Issue #11106, opened 2025-07-16
Add `EncodingWriter`


rywiese:
An adapter that wraps an `Int8` writer and an `Encoder`, and is itself a `Char` writer:
```
enum Encoder(CharsetEncoder)

enum EncodingWriter[t]({encoder = Encoder, byteWriter = t})

instance Writeable[EncodingWriter[t]] with Writeable[t] where Writeable.Elm[t] ~ Int8 {

    type Elm = Char

    type Aef = Writeable.Aef[t] + IO

    pub def write(buffer: Array[Char, r], writer: EncodingWriter[t]): Result[IoError, Int32] \ r + Writeable.Aef[t] + IO = EncodingWriter.write(buffer, writer)

}
```

PR #11194, opened 2025-08-01
feat: adds EncodingWriter

rywiese:
fixes https://github.com/flix/flix/issues/11106

### DIFF
--- a/main/src/library/EncodingWriter.flix
+++ b/main/src/library/EncodingWriter.flix
@@ -28,9 +28,9 @@ instance Writable[EncodingWriter[t]] with Writable[t] where Writable.Elm[t] ~ In
 
     type Elm = Char
 
-    type Aef = Writable.Aef[t] + IO
+    type Aef = Writable.Aef[t]
 
-    pub def write(buffer: Array[Char, r], writer: EncodingWriter[t]): Result[IoError, Int32] \ r + Writable.Aef[t] + IO = EncodingWriter.write(buffer, writer)
+    pub def write(buffer: Array[Char, r], writer: EncodingWriter[t]): Result[IoError, Int32] \ r + Writable.Aef[t] = EncodingWriter.write(buffer, writer)
 
 }
 
@@ -59,7 +59,7 @@ mod EncodingWriter {
     ///
     /// Returns `Err(e)` if some underlying I/O error occurs.
     ///
-    pub def write(src: Array[Char, r], writer: EncodingWriter[t]): Result[IoError, Int32] \ IO + r + Writable.Aef[t] with Writable[t] where Writable.Elm[t] ~ Int8 =
+    pub def write(src: Array[Char, r], writer: EncodingWriter[t]): Result[IoError, Int32] \ r + Writable.Aef[t] with Writable[t] where Writable.Elm[t] ~ Int8 =
         let EncodingWriter.EncodingWriter({ encoder, byteWriter }) = writer;
         region rc {
             let dest = encoder |> encode(rc, src);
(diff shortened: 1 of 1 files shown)


main/src/library/EncodingWriter.flix
```diff
@@ -0,0 +1,115 @@
...
+    ///
+    def encodeBuffered(rc: Region[rc], charBuffer: CharBuffer, byteBuffer: ByteBuffer, encoder: CharsetEncoder): Array[Int8, rc] \ IO + rc =
+        let result = encoder.encode(charBuffer, byteBuffer, false);
+        let bytesEncoded = byteBuffer.position();
+        let dest = byteBuffer.array() |> Array.take(rc, bytesEncoded);
+        if (result.isOverflow()) {
+            charBuffer.flip();
+            byteBuffer.clear();
+            let rest = encoder |> encodeBuffered(rc, charBuffer, byteBuffer);
+            Array.append(rc, dest, rest)
```
rywiese: This branch is only possible if the encoding can have more than 4 bytes per char which is super edge case.

I figured it's good to have this branch just for correctness.

But there's a couple of points to be raised such as:
* i will need to write a custom implementation of a decoder that supports 5 byte chars just to test this (probably doable, essentially just a mock)
* this array.append is not efficient, but introducing a mutable map would have performance cost for regular encodings, which i don't think is worth while

rywiese: I could actually do

```
let dest: Array[Int8, rc] = Array.empty(rc, numChars * encoding.maxBytesPerChar());
```

on line 76 instead of hardcoding 4. i'll look into this more. that returns a float though, which gives me pause because what to do about nans and infinities. I have to specify something, even if just to satisfy the `clampToInt32` function... it would maybe be nice to have some kind of illegal argument exception here for these kinds of edge cases

magnus-madsen:
@mlutze Can you do initial review and then I will review?

main/src/library/EncodingWriter.flix
mlutze: Yeah it seems crazy that `maxBytesPerChar` returns a float instead of an `int`...

main/src/library/EncodingWriter.flix
```diff
@@ -0,0 +1,115 @@
...
+        } else {
+            dest
+        }
+
+    ///
+    /// Writes all bytes from `dest` into `byteWriter`.
+    ///
+    def writeBytes(rc: Region[r], dest: Array[Int8, r], byteWriter: t): Result[IoError, Unit] \ r + Writable.Aef[t] with Writable[t] where Writable.Elm[t] ~ Int8 =
+        def loop(arr) = {
+            if (arr |> Array.length == 0) {
```
mlutze: Do we not have `Array.isEmpty`?

main/src/library/EncodingWriter.flix
```diff
@@ -0,0 +1,115 @@
...
+    ///
+    /// Guarantees that `0 <= k <= length(b)`.
+    ///
+    /// Returns `Err(e)` if some underlying I/O error occurs.
+    ///
+    pub def write(src: Array[Char, r], writer: EncodingWriter[t]): Result[IoError, Int32] \ IO + r + Writable.Aef[t] with Writable[t] where Writable.Elm[t] ~ Int8 =
+        let EncodingWriter.EncodingWriter({ encoder, byteWriter }) = writer;
+        region rc {
+            let dest = encoder |> encode(rc, src);
+            forM(_ <- byteWriter |> writeBytes(rc, dest)) yield src |> Array.length
```
mlutze: I think we tend to prefer `forM` stuff on separate lines.

main/src/library/EncodingWriter.flix
```diff
@@ -0,0 +1,115 @@
...
+    ///
+    pub def wrap(charset: CharacterSet, byteWriter: t): EncodingWriter[t] \ IO =
+        let CharacterSet.CharacterSet(cs) = charset;
+        EncodingWriter({
+            encoder = cs.newEncoder().onMalformedInput(CodingErrorAction.REPLACE).onUnmappableCharacter(CodingErrorAction.REPLACE),
+            byteWriter = byteWriter
+        })
+
+    ///
+    /// Reads `k` items from `b` and writes them into the underlying resource.
```
mlutze: `b` should be `src`?

main/src/library/EncodingWriter.flix
```diff
@@ -0,0 +1,115 @@
...
+    /// Writes all bytes from `dest` into `byteWriter`.
+    ///
+    def writeBytes(rc: Region[r], dest: Array[Int8, r], byteWriter: t): Result[IoError, Unit] \ r + Writable.Aef[t] with Writable[t] where Writable.Elm[t] ~ Int8 =
+        def loop(arr) = {
+            if (arr |> Array.length == 0) {
+                Ok(())
+            } else {
+                forM(
+                    bytesWritten <- Writable.write(arr, byteWriter);
+                    _ <- loop(arr |> Array.drop(rc, bytesWritten))
```
mlutze, line 122: This is a similar situation to before, where we only get into this part if the writer misbehaves, right?

mlutze: Because if this is a possibly frequent occurrence, copying the array feels really bad.

mlutze (commented):
Does an encoding writer need to have an IO effect? Say I am conceptually writing from one array to another: it doesn't have to do IO, right? Or is encoding IO by itself?

I assume the same question concerns EncodingReader

main/src/library/EncodingWriter.flix
rywiese: Right, happens if for some reason not all bytes were consumed on the first read.

Looking at the java [writer](https://docs.oracle.com/javase/8/docs/api/java/io/Writer.html) docs, the `write` methods return void rather than number of bytes written (like `read` does). So it's not clear to me how java might communicate to a caller that only some bytes were written. It seems likely that java does have stronger guarantees for writes than for reads, since writing doesn't block waiting for input like reading does. But i'm not sure, and I don't want to code against that assumption here without more investigation. i can make a ticket to investigate that and maybe formalize our guarantees/return types a little better on the write side as well. (ex. does it make sense to return `bytesWritten` if it's guaranteed to be the input size?)

but at any rate - it is not frequent, and i don't know how to get around copying the array. since we need to say "okay just copy the last `n` elements from this existing array". It's not like we can pass a pointer to the middle of the array right? we would need a mutable list due to dynamic sizing, but then we'd have to convert to arrays anyways. Or we could add a method like java's [write](https://docs.oracle.com/javase/8/docs/api/java/io/Writer.html#write-char:A-int-int-)(char[] cbuf, int off, int len) to the writer trait but i don't think that's worth doing for this ticket.

rywiese:
> Does an encoding writer need to have an IO effect? Say I am conceptually writing from one array to another: it doesn't have to do IO, right? Or is encoding IO by itself?
> 
> I assume the same question concerns EncodingReader

Java `CharsetEncoder.encode` method has the `IO` effect

main/src/library/EncodingWriter.flix
rywiese: seems that possibly it's due to the fact that `averageBytesPerChar` does return a float and they wanted api consistency like if someone is using both values in an equation together. tho i found a JDK ticket talking about fractional values here. I think maybe the best bet is allocate: `numChars * maxBytesPerChar |> ceil |> clampToInt32(nanValue = 4)` (4 is the greatest `maxBytesPerChar` in the java `StandardCharsets`).

It seems like an unrealistic edge case that there would be a charset that breaks this, and then the blame would probably be on the charset and not on us. And, this would be good because we would not need to allocate `4 * numChars` for a charset with, for example, `maxBytesPerChar` of 2.

Thoughts?

mlutze:
> > Does an encoding writer need to have an IO effect? Say I am conceptually writing from one array to another: it doesn't have to do IO, right? Or is encoding IO by itself?
> > I assume the same question concerns EncodingReader
> 
> Java `CharsetEncoder.encode` method has the `IO` effect

Right, I guess it's more of a philosophical question: is encoding effectful? Can we safely cast it away? What say ye, @magnus-madsen ?

main/src/library/EncodingWriter.flix
mlutze: Seems reasonable.

main/src/library/EncodingWriter.flix
mlutze: Ok. Let's move ahead with this design, and we can investigate the array-plus-offset style later if performance is an issue.

magnus-madsen:
> > > Does an encoding writer need to have an IO effect? Say I am conceptually writing from one array to another: it doesn't have to do IO, right? Or is encoding IO by itself?
> > > I assume the same question concerns EncodingReader
> > 
> > 
> > Java `CharsetEncoder.encode` method has the `IO` effect
> 
> Right, I guess it's more of a philosophical question: is encoding effectful? Can we safely cast it away? What say ye, @magnus-madsen ?

I leave it to you guys.

magnus-madsen:
@mlutze If you are happy you can merge.

rywiese:
FYI i just pushed a fixup commit because i had accidentally named the tests `readxx` instead of `writexx`

rywiese:
> is encoding effectful? Can we safely cast it away?

> I leave it to you guys.

Maybe leave it for now, and if it proves tedious then remove it? Seems safer than the other way around.

rywiese:
But maybe an argument in favor of removing it is that: for both encoding and decoding, we have configuration to map bad bytes/chars into U+FFFD/�, so these operations never throw io errors.

mlutze:
I think, in principle encoding and decoding are pure functions, so we should be able to cast away the effect safely. Like you say, errors are not possible so it's just a question of side-effects or nondeterminism, which there should not be, right?

rywiese:
Right. Yeah that makes sense then. I'll cast it away (and do the same for encoding reads in another PR).

rywiese:
@mlutze I did the cast in a second commit which I can squash once you give it the 👍. I casted the whole function body in one go, which didn't seem ideal... (as opposed to just putting a cast around the function call where the effect comes from).

But... every `buffer.position()`, `buffer.flip()`, etc had `IO` so I had casts on every line. There was also an issue where (at least my hunch is that):
```
let _ unchecked_cast(charBuffer.flip() as _ \ {});
```
was being optimized away/not called and everything broke

mlutze:
> @mlutze I did the cast in a second commit which I can squash once you give it the 👍. I casted the whole function body in one go, which didn't seem ideal... (as opposed to just putting a cast around the function call where the effect comes from).
> 
> But... every `buffer.position()`, `buffer.flip()`, etc had `IO` so I had casts on every line. There was also an issue where (at least my hunch is that):
> 
> ```
> let _ unchecked_cast(charBuffer.flip() as _ \ {});
> ```
> 
> was being optimized away/not called and everything broke

Yeah, better to cast at the top since we need the intermediate effects.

+--

Directions
Read the listing. Copy each line that has the word "commit" in it.

Exercise result
FYI i just pushed a fixup commit because i had accidentally named the tests `readxx` instead of `writexx`
@mlutze I did the cast in a second commit which I can squash once you give it the 👍. I casted the whole function body in one go, which didn't seem ideal... (as opposed to just putting a cast around the function call where the effect comes from).
> @mlutze I did the cast in a second commit which I can squash once you give it the 👍. I casted the whole function body in one go, which didn't seem ideal... (as opposed to just putting a cast around the function call where the effect comes from).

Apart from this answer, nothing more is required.